I really like mine. It feels as if it were made for my hand, I shoot it well (for me), and after almost 1K rounds no hiccups at all. It is big, yes, but it's still my carry piece.


----------



## Pops 1 (Sep 23, 2007)

My Beretta 92fs is the one gun I will never let go. Pops


----------



## WWhunter (Feb 14, 2008)

Only reason I keep my is because I obtained so many extra's for it.....cheaply.
Good all around handgun but surely not for CC unless you are one big guy.


----------



## babs (Nov 30, 2007)

Sold some speakers today and money burnin' the pocket.. I very possibly might be a 92FS Inox owner soon myself.. Gotta shoot it first though.. A friend owns it.


----------



## Wyatt (Jan 29, 2008)

babs said:


> Sold some speakers today and money burnin' the pocket.. I very possibly might be a 92FS Inox owner soon myself.. Gotta shoot it first though.. A friend owns it.


I predict you will like it!! Keep us posted.


----------



## babs (Nov 30, 2007)

Mike, I can't find it now but you mentioned in some other thread about beretta magazines... Something about the issue mags weren't so hot.. caused issues. And that guys were having mags shipped to them.

Which mags are better than others for the M9 / 92FS pistols?
Mec-Gar?
Beretta?

Well I guess the question is for anyone that's in the know about better/worse more/less-reliable or corrosion resistent, etc.. concerning 92FS / M9 mags.


----------



## Maximo (May 26, 2006)

I have had 3 over the years and in many thousands of rounds through the three , none of them have ever failed in any way, They have all been as accurate as any handgun I have ever had ( and that is a LOT ). 
The first one I had was before CC in Texas, the second I carried quite a bit and I carried it with the safety off so the safety position is a non issue for me. The DA trigger is long and a little heavy but that is just the nature of a DA/SA trigger and it's nothing out of the ordinary. The fat grip may be a con for some but is a pro for those like me who have large hands. It is a great cool looking gun with a reliability track record that is legendary. The Beretta 92 series is kind of like a 1911 every gun lover should have at least one and most should never get rid of.


----------



## Wyatt (Jan 29, 2008)

babs said:


> Mike, I can't find it now but you mentioned in some other thread about beretta magazines... Something about the issue mags weren't so hot.. caused issues. And that guys were having mags shipped to them.
> 
> Which mags are better than others for the M9 / 92FS pistols?
> Mec-Gar?
> ...


Babs, here's a link to the page I think the post is on that you are referring to:

http://handgunforum.net/showthread.php?t=3911

He said the Check Mate mags were no good. No problem with the OEM holders. I would be curious too about what after-market mags are considered good quality.


----------



## babs (Nov 30, 2007)

I found the exact quote.. Thank you. 

"The main problem is the lousy magazines floating around in theater, especially for the M9. The Check-Mate mags suck, but it is very hard to get anything else. I had to have my wife send me some OEM Beretta mags for my personal pistol."

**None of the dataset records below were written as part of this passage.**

PR #10521, opened 2021-11-19
Add 1.10 pre-EOL announcement

Monkeyanator:
EOL warning for 1.10

### DIFF
--- a/content/en/news/support/announcing-1.10-eol/index.md
+++ b/content/en/news/support/announcing-1.10-eol/index.md
@@ -1,0 +1,14 @@
+---
+title: Support for Istio 1.10 ends on December 30th, 2021
+subtitle: Support Announcement
+description: Upcoming Istio 1.10 end of life announcement.
+publishdate: 2021-11-19
+aliases:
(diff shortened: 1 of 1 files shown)


ericvn:
While I believe that the n+2 + 6 weeks is correct for the 1.10 release, it was mentioned to present to the TOC about carrying this forward for future releases. Since we mention a formula here and there was a discussion of a blog for support going forward, I think we can wait until the TOC meeting on Nov 29 before merging this. That date still leaves a 30 day notice for EOL notice.

Monkeyanator:
> While I believe that the n+2 + 6 weeks is correct for the 1.10 release, it was mentioned to present to the TOC about carrying this forward for future releases. Since we mention a formula here and there was a discussion of a blog for support going forward, I think we can wait until the TOC meeting on Nov 29 before merging this. That date still leaves a 30 day notice for EOL notice.

Sounds good.

Monkeyanator:
From 11/29 TOC we will be carrying the policy forward.

frankbu (approved):
The publish date is a little old here, but I better late than never :)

... Easy enough.. Probably just stick with the OEM's if available. I did notice a little surface rust on one of the mags with this gun I'm looking at, but don't know if its an issue or not.. I imagine depending on the finish, it's not something you just steel-wool off of the mag face as it'd be removing the finish as well as any rust. Probably chunk that one and just replace I guess?


----------



## Mike Barham (Mar 30, 2006)

A little exterior rust won't harm the mag's functioning. Just scrub it away and keep on shooting!

I don't know too much about the Beretta mags beyond OEM and the horrid Check-Mates. I'd try Mec-Gars based on their generally good reputation. They make a lot of OEM mags, anyway.


----------



## babs (Nov 30, 2007)

Appears Beretta has a few different 92 mags to choose from.. 
They even list one mentioned to be the OEM on the M9A1 (sand-resistant)
http://www.shopberetta.com/e2wItemMain.aspx?functionId=009000008&parentID=019004801&parentLink=012000100:008000219:008000017:008000062:008000063

How are you guys fixed for (reliable - keyword) mags over there?? 
Need more?


----------



## Mike Barham (Mar 30, 2006)

We're good on mags now, but thank you! We're passing the reins over to the relieving unit. I have met and shaken hands with the commander of the new unit...and it's a good feeling! :mrgreen:


----------



## babs (Nov 30, 2007)

Outstanding!
One step closer to state-side, family, and shooting up rounds for FUN in that fine AZ climate and a job well done. :smt023


----------



## Mike Barham (Mar 30, 2006)

And closer to a cold beer! Yee-ha! I have a Steyr Scout that still needs sighting-in and much shooting, and I'll be looking at the KelTec PF9 for possible pocket carry.

One of the disadvantages of being deployed is that my wife has quietly taken possession of _both_ my previous carry guns, a Glock 26 and a P3AT. Rather that repossessing them, I have replaced the 26 with a 23, and will need another pocket gun. :mrgreen:


----------



## soldierboy029 (Jan 2, 2008)

The G23 is probably my favorite Glock, the perfect size


----------